I'm curious how do you manage dev environments? Here is some background:
- We use Vertica for prod/dev. Data team members share the same dev database.
- We need to import data from prod to dev for testing frequently. At least a few times per Sprint per developer.
- We don't control the databases. DBAs from HQ control them and the response time is from a few days to infinity.
Here are the pain points:
- If two or more developers are developing two different features for the same table, we have to make sure that neither breaks the table.
- It's slow to import data from prod to dev.
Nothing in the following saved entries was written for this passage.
PR #254, opened 2022-10-25
feat: enhance logger with debug information

liuyang1520:
### Summary
This PR enhances the current debug logs:
- Add timestamp, function name, function args, function stack trace, internal states to all public function calls
- Skip overheads when not in debug mode

Note the current implementation:
- doesn't handle the initial debug logs before `init` with logLevel to `Debug`, as we don't have the logger and logLevel ready before `init`
- doesn't expose the global instance nor using `postMessage`, will do in a separate PR if needed

### Checklist


packages/analytics-types/src/logger.ts
```diff
@@ -4,11 +4,18 @@ export interface Logger {
...
   error(...args: any[]): void;
+  debug(...args: any[]): void;
 }
 
 export enum LogLevel {
   None = 0,
   Error = 1,
   Warn = 2,
   Verbose = 3,
+  Debug = 4,
```
kevinpagtakhan, line 15: thinking verbose and debug can be one. what do you think? browser and node seems to have varying opinions here

dnshi: I agree to merge debug and verbose. 
image

Just curious if the logLevel is set to None, can we still get logger information? It does not need to print on the console, but store somewhere or some extensions can retrieve the logger information.

liuyang1520: Good question, I added the debug level to match the `debug` level: "for debugging information. These messages are displayed only when user had opted-in to see debug logging for specific modules", https://webpack.js.org/api/logging/.

My plan is to have the following items in interface, with the actually logger implementation to decide.
- error
- warn
- log
- debug

Browser and Node has the `console.debug`, that maps the output to `Verbose` in browser, and `console.log` in Node.

For decision to whether merging debug into log, I am ok with both. Just some concern that `debug` outputs much more information than `log`, might be overwhelming information if user enables `log`.

@dnshi , for your question, no, the logged messages will not be stored/sent to anywhere, see https://github.com/amplitude/Amplitude-TypeScript/blob/main/packages/analytics-core/src/logger.ts#L34.

dnshi: @liuyang1520 I see. I am wondering if we have a new version of Chrome extension, how the extension gets the message if the logger level is set to None by the customer?

dnshi: Chatted with Marvin offline. The Chrome extension support will be in a separate topic.

packages/analytics-core/src/utils/debug.ts
```diff
@@ -0,0 +1,90 @@
...
+    if ((logLevel && logLevel < LogLevel.Debug) || !logLevel || !logger) {
+      return fn.apply(fnContext, args);
+    }
+    const logs: string[] = [];
+    logs.push(`start time: ${new Date().toISOString()}`);
+    logs.push(`function name "${fnName}" called with args: ${JSON.stringify(args, null, 2)}`);
+    if (getStates) {
+      logs.push(`states before execution ${JSON.stringify(getStates(), null, 2)}`);
+    }
+    logs.push(`function stacktrace: ${getStacktrace(1)}`);
```
dnshi, line 67: I am thinking of pushing objects instead. For example
```js
logs.push({
  startTime: new Date().toISOString(),
  fnName: fnName,
  fnArgs: JSON.stringify(args, null, 2),
  ...
})
```
Pushing string is not easy to change format.

liuyang1520: Thanks! Updated in [82139c2](https://github.com/amplitude/Amplitude-TypeScript/pull/254/commits/82139c2c12c8c673f7b55ef3eea652982bc5eb8e)!

yuhao900914 (approved):
LGTM;

liuyang1520:
@kevinpagtakhan , @dnshi , a quick follow up on this, any other comments on this PR? Thanks!

packages/analytics-core/src/utils/debug.ts
```diff
@@ -0,0 +1,92 @@
...
+      args,
+      stacktrace: getStacktrace(1),
+      time: {
+        start: new Date().toISOString(),
+      },
+      states: {},
+    };
+    if (getStates) {
+      debugContext.states!.before = getStates();
+    }
```
kevinpagtakhan, line 73: would prefer that we access keys safely instead of using non-null assertions

```suggestion
    if (getStates && debugContext.states) {
      debugContext.states.before = getStates();
    }
```

liuyang1520: Thanks! Updated in https://github.com/amplitude/Amplitude-TypeScript/pull/254/commits/d6a91b1bae2b46c7aafc6e8fb8681b4c6a98bbb2.

kevinpagtakhan (approved):
🚀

We tried vsql (the command line tool) and pandas and neither works great.
For instance you don't want personal or commercially valuable information to walk out the door.
The cost in terms of storage, CPU and devs waiting for tasks to finish against it is vast.
Really devs should have a small test database to work with that exercises everything important. If a dev personally can use 10 copies of this database they can afford to have it and they can have it now.
The full database is nice to have if you want to debug specific problems in the full system, debug performance problems at scale, do a dress rehearsal of an upgrade, etc. You still need it for some things but if every dev uses it every day you are in trouble.
If you don't know how to make a small database that works then don't know how your system works and making any kind of change to the system is risky and expensive.
The key here is “sample” from prod to dev, otherwise it’s far too large to be workable.
You can replicate many production issues via tests.